Some Muslims say they have been unfairly singled out and that Prevent has increased distrust of the government.
The program is “very subjective, and it very much depends on which eyes are looking,” said Mohammed Khaliel, an independent adviser to the Metropolitan Police in Prevent-related matters.
“It’s disproportionately focused on Muslims when the government says it isn’t,” he said. Occasional news reports about children being interrogated over spelling mistakes (living in a “terrorist” instead of “terraced” house, in one recent case) has stoked further anger, he added.

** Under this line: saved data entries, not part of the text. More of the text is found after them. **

PR #828, opened 2026-01-12
fixed makefile path

eeucalyptus:
There seems to be a mistake with the location of the makefile. 

Fixes the build error 

```
Makefile:17: ../../../ch32fun/ch32fun.mk: No such file or directory
```


cnlohr:
thanks

PR #829, opened 2026-01-12
Bug fixes

monte-monte:
- fixes GET_STATUS request not working in fsusb.c
- minor addition to send ep function in hsusb.c
- enable ch32v317 support in minichlink
- add special procedure for bootloader flashing on ch32v20x/v30x
- fix flash write error on ch5xx (timing of PC running minichlink was an issue)


Grazfather:
Confirmed that the bootloader flashing procedure worked for me!

cnlohr:
Lots of complicated stuff in there, but if it's good, it's good.

PR #832, opened 2026-01-17
USBFS usbprintf input handler

biemster:
The debug printf has a `handle_debug_input` that is fed by `poll_input()`, this change package adds the same api for usbprintf, with the handler called `handle_usbfs_input` and the poller keeps the name `poll_input()`.

The `USBFS/usbfs_cdc_tty` demo is updated to show how to use it, the micropython project needs it to provide REPL over USB as well.


cnlohr:
Looks good.

PR #837, opened 2026-01-20
Add 64-bit safe timer functions for 32- and 64-bit timers

cnlohr:


maxgerhardt:
This PR has placed the function declaration

```cpp
uint64_t funSysTick64( void );
```
outside the `#ifndef __ASSEMBLER__` block, meaning assembly files that `#include <ch32fun.h>` see this declaration and fail to build. This destroyed rv003usb's ability to compile against the latest ch32fun version.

The London-based Waltham Forest Council of Mosques, which represents 70,000 worshipers, said in a statement that it had “no confidence in Prevent” and called the program racist. It reacted angrily to a questionnaire distributed by the Waltham Forest Council last year that asked primary-school children about their beliefs. Children were asked to respond to statements including: “Religious books are to be understood word for word,” “I believe my religion is the only correct one,” and “I would do what a grown-up told me to do even if it seemed odd to me.”
In the case of the Blackburn schoolboy, his lawyer said he knew that what he had done was wrong, but the presiding judge said that the teenager had paid only “lip service” to attempts to reform him.
The boy is being put through a mandatory program in a youth detention center and may be released from custody in five years, but only if he is considered purged of Islamic State views.